PR #2981, opened 2020-10-13
Use a fixture for npz files in test_bat

### LINKED ISSUE #2979: test_bat.py::test_bat_incorrect_dims refers to a file that may not exist
## Expected behavior ##

Running the tests in parallel do not yield failed tests.

## Actual behavior ##

When running `pytest  --disable-pytest-warnings -n 6`

```
TestBAT.test_bat_incorrect_dims ____________________________________________
[gw2] linux -- Python 3.9.0 /home/jon/miniconda3/envs/py39/bin/python3.9

self = <MDAnalysisTests.analysis.test_bat.TestBAT object at 0x7f0a65f00940>

    def test_bat_incorrect_dims(self):
        u = mda.Universe(PSF, DCD)
        selected_residues = u.select_atoms("resid 1-3")
>           R = BAT(selected_residues, filename='test_bat_IO.npy')

analysis/test_bat.py:114:
_ _ _ _ _ _ _ _ _ _ _ _ _ _ _ _ _ _ _ _ _ _ _ _ _ _ _ _ _ _ _ _ _ _ _ _ _ _ _ _ _ _ _ _ _ _ _ _ _ _ _ _ _ _ _ _ _ _ _ _
../../package/MDAnalysis/analysis/bat.py:364: in __init__
    self.load(filename)
../../package/MDAnalysis/analysis/bat.py:450: in load
    self.bat = np.load(filename)
_ _ _ _ _ _ _ _ _ _ _ _ _ _ _ _ _ _ _ _ _ _ _ _ _ _ _ _ _ _ _ _ _ _ _ _ _ _ _ _ _ _ _ _ _ _ _ _ _ _ _ _ _ _ _ _ _ _ _ _

file = 'test_bat_IO.npy', mmap_mode = None, allow_pickle = False, fix_imports = True, encoding = 'ASCII'

    @set_module('numpy')
    def load(file, mmap_mode=None, allow_pickle=False, fix_imports=True,
             encoding='ASCII'):
        """
        Load arrays or pickled objects from ``.npy``, ``.npz`` or pickled files.

        .. warning:: Loading files that contain object arrays uses the ``pickle``
                     module, which is not secure against erroneous or maliciously
                     constructed data. Consider passing ``allow_pickle=False`` to
                     load data that is known not to contain object arrays for the
                     safer handling of untrusted sources.

        Parameters
        ----------
        file : file-like object, string, or pathlib.Path
            The file to read. File-like objects must support the
            ``seek()`` and ``read()`` methods. Pickled files require that the
            file-like object support the ``readline()`` method as well.
        mmap_mode : {None, 'r+', 'r', 'w+', 'c'}, optional
            If not None, then memory-map the file, using the given mode (see
            `numpy.memmap` for a detailed description of the modes).  A
            memory-mapped array is kept on disk. However, it can be accessed
            and sliced like any ndarray.  Memory mapping is especially useful
            for accessing small fragments of large files without reading the
            entire file into memory.
        allow_pickle : bool, optional
            Allow loading pickled object arrays stored in npy files. Reasons for
            disallowing pickles include security, as loading pickled data can
            execute arbitrary code. If pickles are disallowed, loading object
            arrays will fail. Default: False

            .. versionchanged:: 1.16.3
                Made default False in response to CVE-2019-6446.

        fix_imports : bool, optional
            Only useful when loading Python 2 generated pickled files on Python 3,
            which includes npy/npz files containing object arrays. If `fix_imports`
            is True, pickle will try to map the old Python 2 names to the new names
            used in Python 3.
        encoding : str, optional
            What encoding to use when reading Python 2 strings. Only useful when
            loading Python 2 generated pickled files in Python 3, which includes
            npy/npz files containing object arrays. Values other than 'latin1',
            'ASCII', and 'bytes' are not allowed, as they can corrupt numerical
            data. Default: 'ASCII'

        Returns
        -------
        result : array, tuple, dict, etc.
            Data stored in the file. For ``.npz`` files, the returned instance
            of NpzFile class must be closed to avoid leaking file descriptors.

        Raises
        ------
        IOError
            If the input file does not exist or cannot be read.
        ValueError
            The file contains an object array, but allow_pickle=False given.

        See Also
        --------
        save, savez, savez_compressed, loadtxt
        memmap : Create a memory-map to an array stored in a file on disk.
        lib.format.open_memmap : Create or load a memory-mapped ``.npy`` file.

        Notes
        -----
        - If the file contains pickle data, then whatever object is stored
          in the pickle is returned.
        - If the file is a ``.npy`` file, then a single array is returned.
        - If the file is a ``.npz`` file, then a dictionary-like object is
          returned, containing ``{filename: array}`` key-value pairs, one for
          each file in the archive.
        - If the file is a ``.npz`` file, the returned value supports the
          context manager protocol in a similar fashion to the open function::

            with load('foo.npz') as data:
                a = data['a']

          The underlying file descriptor is closed when exiting the 'with'
          block.

        Examples
        --------
        Store data to disk, and load it again:

        >>> np.save('/tmp/123', np.array([[1, 2, 3], [4, 5, 6]]))
        >>> np.load('/tmp/123.npy')
        array([[1, 2, 3],
               [4, 5, 6]])

        Store compressed data to disk, and load it again:

        >>> a=np.array([[1, 2, 3], [4, 5, 6]])
        >>> b=np.array([1, 2])
        >>> np.savez('/tmp/123.npz', a=a, b=b)
        >>> data = np.load('/tmp/123.npz')
        >>> data['a']
        array([[1, 2, 3],
               [4, 5, 6]])
        >>> data['b']
        array([1, 2])
        >>> data.close()

        Mem-map the stored array, and then access the second row
        directly from disk:

        >>> X = np.load('/tmp/123.npy', mmap_mode='r')
        >>> X[1, :]
        memmap([4, 5, 6])

        """
        if encoding not in ('ASCII', 'latin1', 'bytes'):
            # The 'encoding' value for pickle also affects what encoding
            # the serialized binary data of NumPy arrays is loaded
            # in. Pickle does not pass on the encoding information to
            # NumPy. The unpickling code in numpy.core.multiarray is
            # written to assume that unicode data appearing where binary
            # should be is in 'latin1'. 'bytes' is also safe, as is 'ASCII'.
            #
            # Other encoding values can corrupt binary data, and we
            # purposefully disallow them. For the same reason, the errors=
            # argument is not exposed, as values other than 'strict'
            # result can similarly silently corrupt numerical data.
            raise ValueError("encoding must be 'ASCII', 'latin1', or 'bytes'")

        pickle_kwargs = dict(encoding=encoding, fix_imports=fix_imports)

        with contextlib.ExitStack() as stack:
            if hasattr(file, 'read'):
                fid = file
                own_fid = False
            else:
>               fid = stack.enter_context(open(os_fspath(file), "rb"))
E               FileNotFoundError: [Errno 2] No such file or directory: 'test_bat_IO.npy'

/home/jon/miniconda3/envs/py39/lib/python3.9/site-packages/numpy/lib/npyio.py:416: FileNotFoundError
```

This error seems to be due to the test assuming "test_bat_IO.npy" has been created by another test. This may not have happened when the tests run in parallel.

- Which version are you using? (run `python -c "import MDAnalysis as mda; print(mda.__version__)"`) `2.0.0-dev0` (a9543ba29083449944b34d0b77429cab12f2409a)
- Which version of Python (`python -V`)?  `Python 3.9.0`
- Which operating system? Ubuntu 20.04 over WSL

jbarnoud:
Fixes #2979

The file test_bat_IO.npy was created in one test and used in
another one. This leads to the second test possibly failing
when the tests are run in parallel. This commit moves to create
the file into a fixture that the two tests depend.

The new fixture also uses the tmpdir fixture to avoid the file
created during the tests to remain in the test directory.

PR Checklist
------------
 - [X] Tests?
 - ~[ ] Docs?~
 - [x] CHANGELOG updated?

### DIFF
--- a/package/CHANGELOG
+++ b/package/CHANGELOG
@@ -58,6 +58,8 @@ Fixes
     Universe (PR #2893)
   * ensure that unistd.h is included on macOS when compiling ENCORE's spe.c
     (Issue #2934)
+  * Fix tests for analysis.bat that could fail when run in parallel and that
+    would create a test artifact (Issue #2979, PR #2981)
 
 Enhancements
   * Refactored analysis.helanal into analysis.helix_analysis
--- a/testsuite/MDAnalysisTests/analysis/test_bat.py
+++ b/testsuite/MDAnalysisTests/analysis/test_bat.py
@@ -31,8 +31,6 @@ from MDAnalysisTests.datafiles import (PSF, DCD, mol2_comments_header, XYZ_mini,
                                        BATArray)
 from MDAnalysis.analysis.bat import BAT
 
-import os
-
 
 class TestBAT(object):
     @pytest.fixture()
--- a/testsuite/MDAnalysisTests/analysis/test_bat.py
+++ b/testsuite/MDAnalysisTests/analysis/test_bat.py
@@ -31,6 +31,8 @@ from MDAnalysisTests.datafiles import (PSF, DCD, mol2_comments_header, XYZ_mini,
                                        BATArray)
 from MDAnalysis.analysis.bat import BAT
 
+import os
+
 
 class TestBAT(object):
     @pytest.fixture()
@@ -44,6 +46,14 @@ class TestBAT(object):
         R = BAT(selected_residues)
         R.run()
         return R.bat
+
+    @pytest.fixture
+    def bat_npz(self, tmpdir, selected_residues):
+        filename = str(tmpdir / 'test_bat_IO.npy')
+        R = BAT(selected_residues)
+        R.run()
+        R.save(filename)
+        return filename
 
     def test_bat_root_selection(self, selected_residues):
         R = BAT(selected_residues)
@@ -79,11 +89,8 @@ class TestBAT(object):
             err_msg="error: Reconstructed Cartesian coordinates " + \
                     "don't match original")
 
-    def test_bat_IO(self, selected_residues, bat):
-        R = BAT(selected_residues)
-        R.run()
-        R.save('test_bat_IO.npy')
-        R2 = BAT(selected_residues, filename='test_bat_IO.npy')
+    def test_bat_IO(self, bat_npz, selected_residues, bat):
+        R2 = BAT(selected_residues, filename=bat_npz)
         test_bat = R2.bat
         assert_almost_equal(
             bat,
@@ -107,8 +114,8 @@ class TestBAT(object):
         with pytest.raises(ValueError):
             R = BAT(selected_residues)
 
-    def test_bat_incorrect_dims(self):
+    def test_bat_incorrect_dims(self, bat_npz):
         u = mda.Universe(PSF, DCD)
         selected_residues = u.select_atoms("resid 1-3")
         with pytest.raises(ValueError):
-            R = BAT(selected_residues, filename='test_bat_IO.npy')
+            R = BAT(selected_residues, filename=bat_npz)


jbarnoud:
There is one build failing in an odd way that seems absolutelly unrelated to the PR:

```
_________________ ERROR collecting MDAnalysisTests/test_api.py _________________

../../../miniconda/envs/test/lib/python3.6/site-packages/_pytest/python.py:571: in _importtestmodule

    mod = import_path(self.fspath, mode=importmode)

../../../miniconda/envs/test/lib/python3.6/site-packages/_pytest/pathlib.py:517: in import_path

    importlib.import_module(module_name)

../../../miniconda/envs/test/lib/python3.6/importlib/__init__.py:126: in import_module

<frozen importlib._bootstrap>:994: in _gcd_import

    ???

<frozen importlib._bootstrap>:971: in _find_and_load

    ???

<frozen importlib._bootstrap>:955: in _find_and_load_unlocked

    ???

<frozen importlib._bootstrap>:665: in _load_unlocked

    ???

../../../miniconda/envs/test/lib/python3.6/site-packages/_pytest/assertion/rewrite.py:171: in exec_module

    exec(co, module.__dict__)

testsuite/MDAnalysisTests/test_api.py:27: in <module>

    import MDAnalysis as mda

package/MDAnalysis/__init__.py:207: in <module>

    from .coordinates.core import writer as Writer

package/MDAnalysis/coordinates/__init__.py:735: in <module>

    from . import H5MD

../../../miniconda/envs/test/lib/python3.6/site-packages/duecredit/injections/injector.py:285: in __import

    mod = self._orig_import(name, *args, **kwargs)

package/MDAnalysis/coordinates/H5MD.py:193: in <module>

    import h5py

../../../miniconda/envs/test/lib/python3.6/site-packages/duecredit/injections/injector.py:285: in __import

    mod = self._orig_import(name, *args, **kwargs)

../../../miniconda/envs/test/lib/python3.6/site-packages/h5py/__init__.py:62: in <module>

    from .tests import run_tests

../../../miniconda/envs/test/lib/python3.6/site-packages/duecredit/injections/injector.py:285: in __import

    mod = self._orig_import(name, *args, **kwargs)

../../../miniconda/envs/test/lib/python3.6/site-packages/h5py/tests/__init__.py:15: in <module>

    from . import old, hl

../../../miniconda/envs/test/lib/python3.6/site-packages/duecredit/injections/injector.py:285: in __import

    mod = self._orig_import(name, *args, **kwargs)

../../../miniconda/envs/test/lib/python3.6/site-packages/h5py/tests/old/__init__.py:4: in <module>

    from . import ( test_attrs,

../../../miniconda/envs/test/lib/python3.6/site-packages/duecredit/injections/injector.py:285: in __import

    mod = self._orig_import(name, *args, **kwargs)

<frozen importlib._bootstrap>:971: in _find_and_load

    ???

<frozen importlib._bootstrap>:955: in _find_and_load_unlocked

    ???

<frozen importlib._bootstrap>:665: in _load_unlocked

    ???

../../../miniconda/envs/test/lib/python3.6/site-packages/_pytest/assertion/rewrite.py:162: in exec_module

    source_stat, co = _rewrite_test(fn, self.config)

../../../miniconda/envs/test/lib/python3.6/site-packages/_pytest/assertion/rewrite.py:357: in _rewrite_test

    tree = ast.parse(source, filename=fn_)

../../../miniconda/envs/test/lib/python3.6/ast.py:35: in parse

    return compile(source, filename, mode, PyCF_ONLY_AST)

E     File "/home/travis/miniconda/envs/test/lib/python3.6/site-packages/h5py/tests/old/test_attrs_data.py", line 251

E       s = b"Hello\x00\Hello"

E          ^

E   SyntaxError: invalid escape sequence \H
```

package/CHANGELOG
```diff
@@ -58,6 +58,8 @@ Fixes
     Universe (PR #2893)
   * ensure that unistd.h is included on macOS when compiling ENCORE's spe.c
     (Issue #2934)
+  * Fix tests for analysis.bat that could fail when run in parallel and that
```
IAlibay, line 61: I guess technically it should be newest first, but I've seen plenty of cases where we've not followed this so it's a bit late to be pedantic now 🤷‍♂️

IAlibay (approved):
😅 I was initially confused as to how the original code worked without leaving files behind, but I guess it does....

Thanks @jbarnoud, lgtm!

IAlibay:
> There is one build failing in an odd way that seems absolutelly unrelated to the PR:

That's a weird one, I don't have a clue what's happening here :( I've restarted the job just to see if it's a consistent failure.

IAlibay:
Test still fails.

What's particularly interesting here is that unlike the py3.7+ tests, the h5py version which ends up being installed is 2.7 rather than 2.10.

Likely related, for some strange reason, the dry run does pick up 2.10, but then in the actual install it picks up 2.7:
https://travis-ci.com/github/MDAnalysis/mdanalysis/jobs/398748734#L1137

package/CHANGELOG
jbarnoud: Oops... I have been doing it wrong for a while 😅

jbarnoud:
Also, it looks like previous builds from 3 days ago were picking 2.10 as expected.

jbarnoud:
Looks like the travis error was a fluke, probably with the conda-forge repository.

IAlibay:
> Looks like the travis error was a fluke, probably with the conda-forge repository.

How strange, I can't see anything upstream that would be the cause of this, at least it works now 🤷‍♂️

····················

Task objective —
A verbatim transcription is needed of the lines above, starting at the line with "That's a weird" and ending at the line with "Test still fails.", both included, and of nothing else.

Exercise result —
That's a weird one, I don't have a clue what's happening here :( I've restarted the job just to see if it's a consistent failure.

IAlibay:
Test still fails.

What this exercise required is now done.